Compressed Counting and Its Application in Estimating Entropy of Data Streams

 

 

Ping Li
Cornell University, Department of Statistical Science
 

Monday  September 1, 2008
4:00 PM, 5130 Upson Hall

 

Abstract: Numerous modern applications generate high-speed data streams, for example, search engines, online stores, network traffic, finance data, etc. Developing scalable algorithms for data stream computations is recently considered as one of the 10 challenging problems in data mining research. Based on the idea of maximally-skewed stable random projections, Compressed Counting (CC) is a very efficient algorithm for counting (estimating) the p-th frequency moments of data streams. When p = 1, it is known that one can compute the first moment (sum) trivially using a single counter. When p is close 1, one may speculate that there should exist an intelligent counting system that works almost like a single counter. CC is the first such intelligent counting system, while previous algorithms including the well-known method of symmetric stable random projections (Indyk 2006, Li 2008) still require a large storage space at p =1. In fact, CC breaks the previously known large-deviation bound O(1/ε2), to O(1/ε) as p tends to 1. The improvement of CC over symmetric stable random projections in a sense approaches infinity as p tends to 1.

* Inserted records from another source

PR #332, opened 2022-11-04
Update to Global Marketting feature

ChaseWPDEV:
- Updating  global marketing content settings
- Snippets are now optional
- Marketing content entry required (cannot be left blank when turned on)
- Migrates away from default content settings
- Per dropbox spec: https://www.dropbox.com/scl/fi/eaaknj0pootaiht4wq6l5/Memberful-WordPress-plugin-Updates-to-global-marketing-content.paper?dl=0&rlkey=n009qg03zyara3qgsvq5tly2l

### DIFF
--- a/wordpress/wp-content/plugins/memberful-wp/src/marketing_content.php
+++ b/wordpress/wp-content/plugins/memberful-wp/src/marketing_content.php
@@ -4,20 +4,20 @@ define( 'MEMBERFUL_MARKETING_META_KEY', 'memberful_marketing_content' );
 define( 'MEMBERFUL_LEGACY_DEFAULT_MARKETING_CONTENT', 'memberful_default_marketing_content' );
 
 function memberful_migrate_from_legacy_default(){
-  $legacy=get_option(MEMBERFUL_LEGACY_DEFAULT_MARKETING_CONTENT);
+  $legacy = get_option(MEMBERFUL_LEGACY_DEFAULT_MARKETING_CONTENT);
 
   if( empty($legacy) ){
     return;
   }
+
   //migrate to new settings
-  update_option('memberful_global_marketing_content', $legacy);
-  update_option('memberful_use_global_marketing', TRUE);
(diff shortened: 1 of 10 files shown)


mrhead:
@ChaseWPDEV Could you please update the PR title and description to make them more descriptive? They currently don't say anything about the changes in this PR.

wordpress/wp-content/plugins/memberful-wp/src/marketing_content.php
```diff
@@ -1,7 +1,23 @@
 <?php
 
 define( 'MEMBERFUL_MARKETING_META_KEY', 'memberful_marketing_content' );
-define( 'MEMBERFUL_OPTION_DEFAULT_MARKETING_CONTENT', 'memberful_default_marketing_content' );
+define( 'MEMBERFUL_LEGACY_DEFAULT_MARKETING_CONTENT', 'memberful_default_marketing_content' );
+
+
+
+function memberful_migrate_from_legacy_default(){
```
mrhead, line 8: Shouldn't we call this function from `memberful_wp_plugin_migrate_db()?` Currently, we don't call this function from anywhere, which means that the migration in the specification is not working.

mrhead (commented):
@ChaseWPDEV, thanks for the pull request.

I left one comment here and one in the specification box. Please check them both. Thanks!

wordpress/wp-content/plugins/memberful-wp/src/marketing_content.php
ChaseWPDEV: @mrhead  Good catch. I've fixed this with one modification -- I've added a hook to directly hook this function in to `admin_init` inside wordpress/wp-content/plugins/memberful-wp/src/marketing_content.php. 

Since there's no autoloader this saves us headaches from dependencies and `require` ordering.

mrhead: Thanks!

PR #333, opened 2022-11-14
Simplify DB reset instructions

mrhead:
I'm not sure why this was added to README.

`docker compose down` clears the database, so we do not need special instructions for it.


lmansur (approved):

julianfssen (approved):
Thanks, Patrik!

PR #338, opened 2022-12-13
Escape content before `echo`ing them

lmansur:
* afee47f **Set content-type for webhook response**

* 483b6dd **Escape content before `echo`ing them**
  
  The methods used in this commit are:
  * [`esc_attr`][1]: for content that will be used as an HTML attribute
  * [`esc_html`][2]: for content that will be placed inside an HTML tag
  * [`esc_url`][3]: for content that will be used inside URL-related HTML
    attributes, like `src` and `href`
  * [`wp_kses_post`][4]: for content that will be used inside a post (or
    in post-like context)
  * [`intval`][5]: converts values to `int`
  
  https://3.basecamp.com/3293071/buckets/9856127/todos/5621905896
  
  [1]: https://developer.wordpress.org/reference/functions/esc_attr/
  [2]: https://developer.wordpress.org/reference/functions/esc_html/
  [3]: https://developer.wordpress.org/reference/functions/esc_url/
  [4]: https://developer.wordpress.org/reference/functions/wp_kses_post/
  [5]: https://www.php.net/manual/en/function.intval

* cafa6f9 **Revert `intval($member_id)`**
  
  I didn't notice we were already casting to `int` with `(int)`

### DIFF
--- a/wordpress/wp-content/plugins/memberful-wp/src/cron.php
+++ b/wordpress/wp-content/plugins/memberful-wp/src/cron.php
@@ -18,7 +18,7 @@ function memberful_wp_cron_sync_users() {
 
   $members_to_sync = Memberful_User_Mapping_Repository::fetch_ids_of_members_that_need_syncing();
 
-  echo "<pre>library=memberful_wp fn=memberful_wp_cron_sync_users at=start members=".count($members_to_sync)."\n</pre>";
+  echo "<pre>library=memberful_wp fn=memberful_wp_cron_sync_users at=start members=".intval(count($members_to_sync))."\n</pre>";
 
   foreach ( $members_to_sync as $member_id ) {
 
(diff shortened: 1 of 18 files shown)


mrhead (approved):
Thanks @lmansur!

Could you please rebase this agains `data-sanitization-and-validation`? I did not realize that you based your branch on mine and I rebased mine against `main`, so this PR shows also changes made in my PR.

mrhead:
Or, if you don't mind, I can rebase it and merge it into my branch, too.

lmansur:
@mrhead done!

lmansur:
@mrhead I think we could keep this open until you merge the base PR tomorrow so the others have a chance to review it separately but I don't feel too strongly.

jcbpl (approved):

julianfssen (approved):
Thanks, Lucas! That's a _lot_ of escapes in Wordpress-land 😳

mrhead:
@lmansur I'm going to merge this in, so I can request the plugin review.

PR #339, opened 2022-12-14
Sanitize, escape, and validate data

mrhead:
https://3.basecamp.com/3293071/buckets/9856127/todos/5621901887

---

* ccca242 **Validate $_POST['memberful_product_acl'] and $_POST['memberful_subscription_acl'] in src/metabox.php**

* 396f9e6 **Sanitize $_POST['memberful_marketing_content'] in src/metabox.php**

* c676e62 **Sanitize and validate POST inputs in `memberful_wp_bulk_protect()`**

* 6a4b21b **Sanitize and validate POST inputs in `memberful_wp_protect_bbpress()`**

* 65fe53f **Validate POST inputs in `memberful_wp_private_rss_feed_settings()`**

* 1d71c95 **Sanitize values from `$_GET['category']`**

* c5d6b58 **Sanitize redirect URLs with `wp_sanitize_redirect()`**

* d0a52d7 **Sanitize `$_GET['member-feed']`**
  
  This seems unnecessary because we pass it to `WP_Query` which should
  sanitize it.
  
  However, I'm afraid that we need to do this anyway to make sure we pass
  the security audit.

### DIFF
--- a/wordpress/wp-content/plugins/memberful-wp/src/admin.php
+++ b/wordpress/wp-content/plugins/memberful-wp/src/admin.php
@@ -561,7 +561,10 @@ function memberful_wp_protect_bbpress() {
 
 function memberful_wp_private_rss_feed_settings() {
   if(isset($_POST['memberful_private_feed_subscriptions_submit'])) {
-    $private_feed_subscriptions = isset($_POST['memberful_private_feed_subscriptions']) ? $_POST['memberful_private_feed_subscriptions'] : false;
+    $private_feed_subscriptions = empty( $_POST['memberful_private_feed_subscriptions'] ) ? array() : (array) $_POST['memberful_private_feed_subscriptions'];
+    $private_feed_subscriptions = array_map( 'intval', $private_feed_subscriptions );
+    $private_feed_subscriptions = array_intersect( $private_feed_subscriptions, array_keys( memberful_subscription_plans() ) );
+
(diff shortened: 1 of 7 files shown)


wordpress/wp-content/plugins/memberful-wp/src/admin.php
```diff
@@ -414,48 +414,72 @@ function memberful_wp_advanced_settings() {
...
-      break;
-    case 'all_posts':
-      $query_params['post_type'] = 'post';
-      break;
-    case 'all_posts_from_category':
-      $query_params['category__in'] = $categories_to_protect;
-      break;
-    default:
-      $query_params['post_type'] = $things_to_protect;
+    if ( isset( $_POST['target_for_restriction'] ) ) {
```
lmansur, line 437: Non-blocking. WDYT of moving this check to the beginning of the method and calling `wp_die` if it's not set? I'm finding these nested conditions a bit hard to follow.

lmansur (approved):
Thank you for leading this ~annoying~ fun project! Got a tiny, non-blocking suggestion, but looks good!

wordpress/wp-content/plugins/memberful-wp/src/admin.php
mrhead: I slightly prefer to keep it as it is, so all `$_POST['target_for_restriction`]` checks are together.

But I'm open to refactoring it later.

jcbpl (approved):
Thank you for handling this!

PR #341, opened 2022-12-19
Sanitize and escape data

lmansur:


mrhead (approved):
Thank you for handling this, @lmansur!

Neverending story!

PR #343, opened 2023-01-18
Use environment variable as SVN username

julianfssen:
To-do: https://3.basecamp.com/3293071/buckets/9856127/messages/5716152173

This PR updates the plugin release script to use the `$MEMBERFUL_SVN_USERNAME` environment variable as the username when pushing to `svn`.

This allows us to use our Wordpress committer accounts to commit changes, instead of using the hardcoded plugin owner account which is discouraged by Wordpress.


lmansur:
@julianfssen is it possible to set up the SVN user in a local config file, similar to git? I think that would be preferable over an env var.

julianfssen:
Thanks for the feedback, @lmansur ! I like the config approach you mentioned, and found a way to do it via `svn` groups, which I've shared in the updated PR description. Let me know what you think of it!

lmansur (approved):
🚀

PR #345, opened 2023-01-30
Allow `iframe` tag when using `wp_kses_post`

julianfssen:
To-do: https://3.basecamp.com/3293071/buckets/5610905/card_tables/cards/5724292048

We use [`wp_kses_post`](https://developer.wordpress.org/reference/functions/wp_kses_post/) to sanitize editor content including the content we use in the bulk restrict access tool editor (metabox).

This plugin allows the `iframe` tag in `wp_kses_post` (as it is stripped by default), allowing our customers to embed videos in the bulk restrict access tool.

This is not the best solution as it basically defeats the purpose of `wp_kses_post` but it is a quick patch. Ideally, we can check for only embeds from trusted sources (YouTube, Vimeo, etc.) but it'll require some investigation to find out how long that takes and whether we want to work on it.

That said, I'm open to rejecting and closing this PR as well as if we feel this is too much of a security risk to include. Thank you!


mrhead:
You are right that this change defeats the purpose of `wp_kses_post()`.

What I noticed with the regular post content (I.e., not our marketing content). WordPress just saves the video URL and converts it into an iframe when generating content. Ideally, we should do the same thing when generating marketing content. However, I wasn't able to implement it while playing with this. I'll give it another try.

mrhead:
This works:

```diff
diff --git a/wordpress/wp-content/plugins/memberful-wp/src/marketing_content.php b/wordpress/wp-content/plugins/memberful-wp/src/marketing_content.php
index a7bea41..6e329dd 100755
--- a/wordpress/wp-content/plugins/memberful-wp/src/marketing_content.php
+++ b/wordpress/wp-content/plugins/memberful-wp/src/marketing_content.php
@@ -14,6 +14,9 @@ function memberful_marketing_content( $post_id ) {
     $marketing_content = memberful_term_marketing_content( $term );
   }
 
+  $embed = new WP_Embed();
+  $marketing_content = $embed->autoembed( $marketing_content );
+
   return apply_filters( 'memberful_marketing_content', $marketing_content );
 }
```

The [`autoembed()`](https://developer.wordpress.org/reference/classes/wp_embed/autoembed/) function embedsURLs that are on their own line in the original content.

So instead of using iframes, the customer would need to copy the video URL into the marketing content.

@julianfssen, do you think this would work for the customer?

julianfssen:
> This works:
> 
> ```diff
> diff --git a/wordpress/wp-content/plugins/memberful-wp/src/marketing_content.php b/wordpress/wp-content/plugins/memberful-wp/src/marketing_content.php
> index a7bea41..6e329dd 100755
> --- a/wordpress/wp-content/plugins/memberful-wp/src/marketing_content.php
> +++ b/wordpress/wp-content/plugins/memberful-wp/src/marketing_content.php
> @@ -14,6 +14,9 @@ function memberful_marketing_content( $post_id ) {
>      $marketing_content = memberful_term_marketing_content( $term );
>    }
>  
> +  $embed = new WP_Embed();
> +  $marketing_content = $embed->autoembed( $marketing_content );
> +
>    return apply_filters( 'memberful_marketing_content', $marketing_content );
>  }
> ```
> 
> The [`autoembed()`](https://developer.wordpress.org/reference/classes/wp_embed/autoembed/) function embedsURLs that are on their own line in the original content.
> 
> So instead of using iframes, the customer would need to copy the video URL into the marketing content.
> 
> @julianfssen, do you think this would work for the customer?

Thanks, @mrhead  The `autoembed` looks really clean and I think this should be fine for the customer, since it converts the link into an `iframe` similar to the one in share buttons for video platforms anyway. It also works out of the box for Vimeo _and_ YouTube so that's great.

I'll double check with Eyal and the customer on this but I think we can merge this in regardless since it seems like a good QOL improvement.

Thanks, Patrik!

mrhead (approved):
Thanks, @julianfssen!

PR #347, opened 2023-03-02
Allow iframes in marketing content

jcbpl:
This adds `iframe` to the HTML tags allowed by `wp_kses`, so that customers don't need to use a separate plugin to enable iframes in marketing content (e.g. for Spotify trailers).

It also matches the sanitization applied in the global content editor to the post and bulk restrict editors.


julianfssen (approved):
Thanks, @jcbpl ! I agree that since Gutenberg already allows `iframes`, we can allow it as well. I also like the idea of using a custom `wp_kses` function rather than overriding the original `wp_kses_post` tags which I tried previously. This is safer and also easier to understand.

I'm onboard with this change! Thanks, Jake!

mrhead (approved):

PR #447, opened 2026-09-17
MR-5 cache safe metering

av3nger:


js/metering.test.js
```diff
@@ -0,0 +1,386 @@
+const assert = require('node:assert/strict');
```
mrhead: This file gets included in the plugin zip.

Should we move it to tests/js/ and update the test script, or add /js/*.test.js to .distignore?

js/src/blocks/metering-countdown/render.php
```diff
@@ -10,8 +10,37 @@
...
+  || ( function_exists( 'memberful_metering_is_releasing' ) && memberful_metering_is_releasing( (int) get_the_ID() ) )
+) {
+  printf(
+    '<p %s hidden>%s</p>',
+    get_block_wrapper_attributes(
+      array(
+        'data-memberful-countdown'         => '1',
+        'data-memberful-template'          => wp_strip_all_tags( $template ),
+        'data-memberful-template-singular' => wp_strip_all_tags( $singular ),
+        'data-memberful-template-last'     => wp_strip_all_tags( $last_template ),
```
mrhead: In #450 I switched the countdown to escaping instead of stripping tags. Could we drop `wp_strip_all_tags()` here too? `get_block_wrapper_attributes()` already escapes the values. Thanks!

js/src/blocks/metering-countdown/render.php
```diff
@@ -10,8 +10,37 @@
...
+      )
+    ),
+    esc_html( wp_strip_all_tags( str_replace( '{count}', '', $template ) ) )
```
mrhead: Same here, `esc_html()` is enough.

PR #448, opened 2026-09-17
Improve the private member feed

mrhead:
Look the feed's member up with an explicit `meta_query` and reject an empty token before the query runs.


lmansur (approved):
Thanks for handling it.

PR #158, opened 2021-10-01
Add accounts empty state

FrederikBolding:


FrederikBolding:
[sc-8605]

packages/signer/src/app/screens/Accounts.tsx
```diff
@@ -82,7 +85,26 @@ export const Accounts = () => {
...
+          <Body variant="muted">{translateRaw('ACCOUNTS_EMPTY_BODY')}</Body>
+        </Box>
+      </Container>
+      <PanelBottom variant="clear">
+        <LinkApp href={ROUTE_PATHS.ADD_ACCOUNT}>
+          <Button>{translateRaw('MENU_ADD_ACCOUNT')}</Button>
+        </LinkApp>
+      </PanelBottom>
+    </>
+  ) : (
```
Mrtenz, line 107: Maybe do something like this to make it slightly more readable?
```ts
if (accounts.length === 0) {
  return ...;
}

return ...;
```

Mrtenz (changes requested):

packages/signer/src/app/screens/Accounts.tsx
FrederikBolding: Sure

Mrtenz (approved):

PR #179, opened 2021-12-02
Fix Snyk warnings

FrederikBolding:
- Bump Electron
- Remove Spectron as it is being deprecated


FrederikBolding:
[sc-9135]

packages/quill/src/main.ts
```diff
@@ -54,18 +54,15 @@ const createWindow = (): void => {
...
+    frame: false,
     transparent: true,
     webPreferences: {
       devTools: isDev,
       preload: MAIN_WINDOW_PRELOAD_WEBPACK_ENTRY,
       // For security reasons the following params should not be modified
       // https://electronjs.org/docs/tutorial/security#isolation-for-untrusted-content
       nodeIntegration: false,
-      contextIsolation: true,
-      worldSafeExecuteJavaScript: true
```
Mrtenz, line 68: Is this safe to remove?

FrederikBolding: Yes. It has been removed and the behaviour is enabled by default: https://www.electronjs.org/blog/electron-14-0#removed-worldsafeexecutejavascript

Mrtenz (approved):

PR #186, opened 2022-01-11
Bump Ramda

FrederikBolding:


FrederikBolding:
This should fix the vuln, but seems that Snyk isn't updated yet: https://github.com/ramda/ramda/releases/tag/v0.27.2

Mrtenz (approved):

PR #193, opened 2022-01-28
Consolidate no accounts added view

FrederikBolding:


FrederikBolding:
[sc-9484]

packages/quill/src/app/screens/Accounts.tsx
```diff
@@ -76,35 +74,16 @@ const Account = ({ account }: { account: IAccount }) => {
...
-          </LinkApp>
-        </PanelBottom>
-      </>
-    );
-  }
+  useEffect(() => {
+    if (accounts.length === 0) {
+      dispatch(push(ROUTE_PATHS.SETUP_ACCOUNT));
+    }
+  });
```
Mrtenz, line 86: Should this be dependant on `accounts.length`?

Mrtenz (changes requested):

packages/quill/src/app/screens/Accounts.tsx
FrederikBolding: Yep. Good call

Mrtenz (approved):

PR #202, opened 2022-02-10
View Signed TX

FrederikBolding:


FrederikBolding:
[sc-9513]

packages/quill/src/app/screens/Transaction.tsx
```diff
@@ -97,11 +103,17 @@ export const Transaction = () => {
...
+      {result === TxResult.APPROVED && isHistoryTx(currentTx) && (
         <PanelBottom py="24px">
-          <Body fontWeight="bold" textAlign="center">
-            {translateRaw('TRANSACTION_APPROVED_TIP')}
-          </Body>
+          {offline || getMinuteDifference(Date.now(), currentTx.actionTakenTimestamp) >= 5 ? (
+            <Button variant="inverted" onClick={handleViewSigned}>
+              {translateRaw('VIEW_SIGNED_TX')}
+            </Button>
+          ) : (
```
Mrtenz, line 112: Do we only want to show the button after 5 minutes? My understanding was that we'd show both the button and the message, but hide the message after 5 minutes.

Mrtenz (changes requested):

Mrtenz (approved):

PR #205, opened 2022-02-15
Show error message on invalid input

Mrtenz:
[sc-9478]


packages/quill/src/app/components/TxDetailsEdit.tsx
```diff
@@ -36,45 +36,55 @@ type InputRowProps = {
...
+                }
+              `}
+            />
+            {unit && (
+              <Body ml="-3rem" sx={{ zIndex: 2 }}>
+                {unit}
+              </Body>
+            )}
+          </Box>
+          {error && <Body variant="error">{translateRaw('INVALID_INPUT')}</Body>}
```
FrederikBolding, line 75: Can we add this for the `data` field too?

FrederikBolding (changes requested):

FrederikBolding (approved):

PR #417, opened 2026-04-28
fix(grid-visualizer): emit documented minimum beneficiary fields

pengying:
The generated curl examples included `birthDate` and `nationality` on
every beneficiary (both are optional per docs) and omitted `address`
even for countries where docs say it's required. Aligns the output
with the minimum-required-fields table in the External Accounts docs:

- All countries: emit only beneficiaryType + fullName as the universal
  minimum (drop birthDate / nationality — both are optional, "providing
  additional information... can reduce false positive compliance checks").
- US (USD), Europe (EUR), UK (GBP): include a country-appropriate
  beneficiary.address (line1, city, postalCode, country, optional state).
- Mexico (MXN), Brazil (BRL), Philippines (PHP): explicit
  beneficiaryAddressRequired: false — docs call out that address is not
  required for these.
- Other account types: left undefined so the generated payload still
  emits the universal minimum, since the docs only document the
  minimum-fields table for the six countries above.

Adds BeneficiaryAddressExample type + two optional fields on
AccountTypeSpec (beneficiaryAddressRequired, beneficiaryAddressExample).
The code-generator's buildAccountInfoBody is updated to include the
address block conditionally.

Ref: https://grid.lightspark.com/payouts-and-b2b/depositing-funds/external-accounts#individual-beneficiaries

Co-Authored-By: Claude Opus 4.7 (1M context) <noreply@anthropic.com>

### DIFF
--- a/components/grid-visualizer/src/data/account-types.ts
+++ b/components/grid-visualizer/src/data/account-types.ts
@@ -4,10 +4,26 @@ export interface AccountFieldSpec {
   description?: string;
 }
 
+export interface BeneficiaryAddressExample {
+  line1: string;
+  city: string;
+  state?: string;
+  postalCode: string;
+  country: string;
+}
+
 export interface AccountTypeSpec {
   accountType: string;
   fields: AccountFieldSpec[];
   beneficiaryRequired: boolean;
+  // Whether the beneficiary needs a postal address. Per docs
+  // (https://grid.lightspark.com/payouts-and-b2b/depositing-funds/external-accounts):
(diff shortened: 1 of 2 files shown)


pengying:
* **#417** <a href="https://app.graphite.com/github/pr/lightsparkdev/grid-api/417?utm_source=stack-comment-icon" target="_blank">Graphite</a> 👈 <a href="https://app.graphite.com/github/pr/lightsparkdev/grid-api/417?utm_source=stack-comment-view-in-graphite" target="_blank">(View in Graphite)</a>
* `main`


<h2></h2>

One application of CC is for estimating entropy of data streams. For example, a FOCS 2008 paper suggested using the p-th moment with p=1+δ to approximate Shannon entropy where |δ| < 0.0001. After presenting the theory of CC, this talk will demonstrate the bias-variance trade-off in estimating Shannon entropy and present some empirical results on real Web crawl data. Two important conclusions can be drawn:

  1. Using CC with p=1+δ provides a highly efficient algorithm for estimating entropy.
  2. Using symmetric stable random projections (Indyk 2006, Li 2008) with p = 1+δ is impractical because the required storage space (sample size) is disastrously large; and instead, one should exploit the bias-variance trade-off by using p away from 1.